У шалашников эстетическая коррекция проявилась в возникновении инноваций в ритуалах ухаживания самцов. Как и все подобные новшества, они возникли случайным образом и эволюционировали постепенно. Возможно, некогда, украшая свою площадку, какой-то давний предок нынешних шалашников добавил несколько палочек к стандартному набору зеленых листьев. Простые вариации в расположении этих палочек могли привести к созданию рудиментарной загородки, способной послужить для самки укрытием от сексуальных домогательств самца. Самец, уложивший палочки таким образом, должен был стать популярным у дам, поскольку его протобеседка давала бы им больше возможностей для взвешенной оценки своего выбора. Репродуктивные преимущества от предоставления самкам эстетических сооружений, заслуживающих их благосклонности, должны были стимулировать эволюцию строительства беседок за счет все возрастающей доли самцов, наделенных такой формой поведения. Со временем эта эволюция привела к возникновению разных архитектурных типов построек – аллейных беседок и «майских деревьев», по-разному, но вполне успешно обеспечивающих самкам защиту от сексуальной агрессии. Самки, посещающие самцов с такими постройками, могли тратить больше времени на оценку самцов и их произведений. Чем больше появлялось возможностей для субъективной сенсорной оценки и вынесения решения, тем сильнее действовал половой отбор, направленный как на физические качества и брачное поведение самих самцов, так и на архитектурные и орнаментальные признаки их расширенных фенотипов. Как следствие, брачные демонстрации самцов, а также строительство и украшение ими беседок должны были эволюционировать совместно с предпочтениями самок при выборе полового партнера, в результате чего и те и другие становились все более сложными и различающимися для разных видов.

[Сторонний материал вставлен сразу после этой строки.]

PR #1194, opened 2022-05-19
do not log error if 0 actions in channel when a user joins

trilopin:
#### Summary
Avoid logging errors if we don't have actions in a channel and a new member joins.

Как и адаптивный половой отбор, процесс эстетической коррекции развивается путем корреляции
[208] между формой ухаживания самца и свойствами его фенотипа. При эстетической коррекции, однако, корреляция возникает не в отношении хороших генов или каких-либо прямых выгод, а в части расширения сексуальной автономии самок. Представьте себе популяцию, в которой 50 процентов оплодотворений определяются выбором самкой полового партнера, а другие 50 процентов – принудительными копуляциями в результате сексуального насилия со стороны самцов. Если какие-то аспекты брачного ритуала самцов превращаются в нечто снижающее эффективность сексуального принуждения – скажем, собирание груды палочек в виде протобеседки, возможность существования которой я предположил чуть выше, – то самки выработают предпочтение этой новой форме поведения. Это предпочтение будет эволюционировать в популяции, поскольку чем чаще оно будет проявляться, тем большая доля оплодотворений будет определяться свободным выбором самок – и тем большая доля самок избежит косвенного генетического ущерба от сексуального принуждения. Таким образом, эстетическая коррекция устраняет половой конфликт, путем полового отбора трансформируя агрессивное поведение самца в более социально приемлемую, эстетическую форму.